*** Materials provided Section Begins ***

PR #19418, opened 2026-08-24
feat(anthropic,minimax): add serviceTier provider option

joshualipman123:
## Background

MiniMax added a `service_tier` parameter (`'standard' | 'priority'`) on its Anthropic-compatible Messages endpoint; `priority` is billed at 1.5× standard ([MiniMax docs](https://platform.minimax.io/docs/api-reference/messages-create#body-service-tier)). Anthropic's own Messages API also accepts `service_tier` (`'auto' | 'standard_only'`).

The MiniMax provider in the AI SDK reuses `AnthropicLanguageModel` with `provider: 'minimax.messages'`, and provider options from both the canonical `anthropic` namespace and the custom provider namespace (e.g. `minimax`) are parsed against the shared Anthropic options schema.

## Summary

- `@ai-sdk/anthropic`: new `serviceTier` provider option (`'auto' | 'standard_only' | 'standard' | 'priority'`), sent as `service_tier` in the request body.
- `@ai-sdk/minimax`: `serviceTier` (`'standard' | 'priority'`) works via `providerOptions.minimax.serviceTier` through the shared schema — no separate MiniMax-side wiring needed.
- Docs entries added for both providers.

## Test plan

- `packages/anthropic/src/anthropic-language-model.test.ts`: asserts `service_tier` appears in the request body.
- `packages/minimax/src/minimax-service-tier.test.ts`: asserts `service_tier: 'priority'` on the wire when `providerOptions.minimax.serviceTier` is set.
- Anthropic 504/504, MiniMax 109/109 (node + edge) green.


shaper (commented):
🟡 Small, additive, consistent with sibling providers' `serviceTier` spelling and the shared Anthropic/MiniMax schema architecture — one suggestion worth considering.

- **[suggestion]** No client-side warning for endpoint/value mismatches: the shared schema (packages/anthropic/src/anthropic-language-model-options.ts:288) accepts all four values regardless of target, so `serviceTier: 'priority'` against Anthropic direct (or `'auto'` against MiniMax) only fails server-side. The OpenAI provider emits `unsupported-setting` warnings for invalid serviceTier combos (openai-chat-language-model.ts:300-314), and `AnthropicLanguageModel` already knows its `providerOptionsName` — a warning when values don't match the namespace would align with sibling behavior.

*** Materials provided Section Ends ***

* To do:
Would you return exactly, and only, the lines beginning at the one with "## Test plan" and ending at the last line of the listing?

* Answer to the problem:
## Test plan

- `packages/anthropic/src/anthropic-language-model.test.ts`: asserts `service_tier` appears in the request body.
- `packages/minimax/src/minimax-service-tier.test.ts`: asserts `service_tier: 'priority'` on the wire when `providerOptions.minimax.serviceTier` is set.
- Anthropic 504/504, MiniMax 109/109 (node + edge) green.


shaper (commented):
🟡 Small, additive, consistent with sibling providers' `serviceTier` spelling and the shared Anthropic/MiniMax schema architecture — one suggestion worth considering.

- **[suggestion]** No client-side warning for endpoint/value mismatches: the shared schema (packages/anthropic/src/anthropic-language-model-options.ts:288) accepts all four values regardless of target, so `serviceTier: 'priority'` against Anthropic direct (or `'auto'` against MiniMax) only fails server-side. The OpenAI provider emits `unsupported-setting` warnings for invalid serviceTier combos (openai-chat-language-model.ts:300-314), and `AnthropicLanguageModel` already knows its `providerOptionsName` — a warning when values don't match the namespace would align with sibling behavior.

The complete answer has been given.